TASK |
In the answer, give only the lines from the one containing "### LINKED ISSUE #613: [BUG]" to the end of the listing below, each reproduced word for word.
□ □ □ □ □ □ □
PR #669, opened 2024-06-28
Make knitting match what you see

### LINKED ISSUE #613: [BUG] Default view should knit the image as you see it on the screen

### LINKED ISSUE #614: [BUG] When Knit Side Image is checked, the image on the knit side should be the same as the saved image.

jonathanperret:
The most important change happens in `engine.py`: we now only flip the image vertically, instead of rotating it 180 degrees when preparing the pattern.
□ □ □ □ □ □ □
SOLUTION BELOW |
### LINKED ISSUE #613: [BUG] Default view should knit the image as you see it on the screen

### LINKED ISSUE #614: [BUG] When Knit Side Image is checked, the image on the knit side should be the same as the saved image.

jonathanperret:
The most important change happens in `engine.py`: we now only flip the image vertically, instead of rotating it 180 degrees when preparing the pattern.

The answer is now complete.